Start with September - crank baits on rip rap banks, minnows on bottom
October - December - lipless baits, blade baits, minnows on bottom
Night time - stick baits

A lot of good info on the rainy night jerk bait at top of page


----------



## Shortdrift (Apr 5, 2004)

ristorap has it dead on. In addition I experimented with some bucktail 1/8 oz jigs I tied. There were times the bucktail out produced when others were slow. Light green top dressing with yellow main body and white belly tied with red thread and white or unpainted head. Gentle snap retrieve.


----------



## Morrowtucky Mike (May 2, 2018)

For me, this past fall and spring were numbers in the spring but quality fall and winter. I mean a huge difference. But this was my first year of really targeting fall/ winter saugeye. Very addicting I must add!


----------



## chriscreek (Nov 2, 2009)

in the fall i do great after dark trolling cranks.


----------



## Saugeyefisher (Jul 19, 2010)

Fall time is fun time!!!!


----------



## acklac7 (May 31, 2004)

From here on out, the nastiest, brutalist cold fronts will turn those fish on like wildfire. Not pre-front, post-front.

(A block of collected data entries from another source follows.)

PR #1110, opened 2024-03-25
Update Envoy to 38c5c86 (Mar 25, 2024)

eric846:
- `.bazelrc` updated from upstream
- `tools/code_format/config.yaml` updated from upstream
- In an incredibly confusing refactor:
  - Envoy's `FaultFilterConfig` started taking a `CommonFactoryContext` instead of a `Runtime` and `TimeSource`. 
      - Updated `HttpDynamicDelayDecoderFilterConfig` to store a `CommonFactoryContext&` instead of a `TimeSource&`, so that it has a `CommonFactoryContext&` to use when constructing a `FaultFilterConfig`.
        - How to get a `CommonFactoryContext` when creating the `HttpDynamicDelayDecoderFilterConfig`? `HttpDynamicDelayDecoderFilterConfigFactory` has access to a `Envoy::Server::Configuration::FactoryContext`, which has a `serverFactoryContext()` method. `ServerFactoryContext` is a subclass of `CommonFactoryContext`.
  - Envoy has started calling `serverFactoryContext()` on the `NighthawkServerInstance`, which had a `PANIC` placeholder there. This was discovered in the integration tests.
    - Gave `NighthawkServerInstance` a reference to a `NighthawkServerFactoryContext` to return in  `serverFactoryContext()`, replacing the `PANIC` placeholder.
    - In order to remove a circular dependency, took away `NighthawkServerFactoryContext`'s reference to a  `NighthawkServerInstance`, to which it delegated many calls. Now `NighthawkServerFactoryContext` stores its own references to the underlying objects formerly wrapped in the `NighthawkServerInstance`.
  - I originally assumed the above two things were related, but it appears that both arose here by coincidence.

### DIFF
--- a/source/client/process_impl.cc
+++ b/source/client/process_impl.cc
@@ -130,20 +130,20 @@ private:
 // when Nighthawk is running are implemented.
 class NighthawkServerInstance : public Envoy::Server::Instance {
 public:
-  NighthawkServerInstance(Envoy::OptRef<Envoy::Server::Admin> admin, Envoy::Api::Api& api,
-                          Envoy::Event::Dispatcher& dispatcher,
-                          Envoy::AccessLog::AccessLogManager& log_manager,
-                          Envoy::Server::Options& options, Envoy::Runtime::Loader& runtime,
-                          Envoy::Singleton::Manager& singleton_manager,
-                          Envoy::ThreadLocal::Instance& tls,
-                          Envoy::LocalInfo::LocalInfo& local_info,
-                          Envoy::ProtobufMessage::ProdValidationContextImpl& validation_context,
-                          Envoy::Grpc::Context& grpc_context,
-                          Envoy::Router::Context& router_context)
+  NighthawkServerInstance(
+      Envoy::OptRef<Envoy::Server::Admin> admin, Envoy::Api::Api& api,
+      Envoy::Event::Dispatcher& dispatcher, Envoy::AccessLog::AccessLogManager& log_manager,
+      Envoy::Server::Options& options, Envoy::Runtime::Loader& runtime,
+      Envoy::Singleton::Manager& singleton_manager, Envoy::ThreadLocal::Instance& tls,
+      Envoy::LocalInfo::LocalInfo& local_info,
+      Envoy::ProtobufMessage::ProdValidationContextImpl& validation_context,
+      Envoy::Grpc::Context& grpc_context, Envoy::Router::Context& router_context,
+      Envoy::Server::Configuration::ServerFactoryContext& server_factory_context)
       : admin_(admin), api_(api), dispatcher_(dispatcher), log_manager_(log_manager),
         options_(options), runtime_(runtime), singleton_manager_(singleton_manager), tls_(tls),
         local_info_(local_info), validation_context_(validation_context),
-        grpc_context_(grpc_context), router_context_(router_context) {}
+        grpc_context_(grpc_context), router_context_(router_context),
+        server_factory_context_(server_factory_context) {}
 
   void run() override { PANIC("NighthawkServerInstance::run not implemented"); }
   Envoy::OptRef<Envoy::Server::Admin> admin() override { return admin_; }
@@ -227,15 +227,8 @@ public:
   envoy::config::bootstrap::v3::Bootstrap& bootstrap() override {
     PANIC("NighthawkServerInstance::bootstrap not implemented");
   }
-  void setServerFactoryContext(
-      Envoy::Server::Configuration::ServerFactoryContext& server_factory_context) {
-    server_factory_context_ = &server_factory_context;
-  }
   Envoy::Server::Configuration::ServerFactoryContext& serverFactoryContext() override {
-    RELEASE_ASSERT(server_factory_context_ != nullptr,
-                   "Mutual pointers between NighthawkServerInstance and "
-                   "NighthawkServerFactoryContext were not correctly set");
-    return *server_factory_context_;
+    return server_factory_context_;
   }
   Envoy::Server::Configuration::TransportSocketFactoryContext&
   transportSocketFactoryContext() override {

Rivers will be the first to turn on, then the shallow lakes, then the deep lakes. Expect it all to start here soon once we dip into the mid 40's (usually about the 3rd or 4th week of August).

Saugeye will be almost hyper-aggressive as the water cools, at least in the Rivers. I'll blaze crank baits clear through the middle of October, quickly pausing them and BAMN! 

September is the day-bite Month of the year.

About November I switch to Sticks, and start to slow things down.


----------



## MIGHTY (Sep 21, 2013)

I’ve got nothing to add since I never target saugeye but myself and one buddy caught 4 between us smallmouth fishing last weekend. I’ve caught them randomly on accident before but not bunched up like this. Both were in creeks


----------



## Dovans (Nov 15, 2011)

MIGHTY said:


> I’ve got nothing to add since I never target saugeye but myself and one buddy caught 4 between us smallmouth fishing last weekend. I’ve caught them randomly on accident before but not bunched up like this. Both were in creeks


glad to hear you fishing for more worthwhile adversaries


----------



## MIGHTY (Sep 21, 2013)

Guess I should’ve worded it better. I was out wading a new stretch searching for Flathead holes and I had a pole with a lure attached. The smallies and saugeyes were just there to keep it interesting.


----------



## Dovans (Nov 15, 2011)

ahh huhh


----------



## RH1 (Apr 13, 2013)

I've caught my biggest saugeyes in October. The big fish will be in the shallowest of water and they are feeding machines.


----------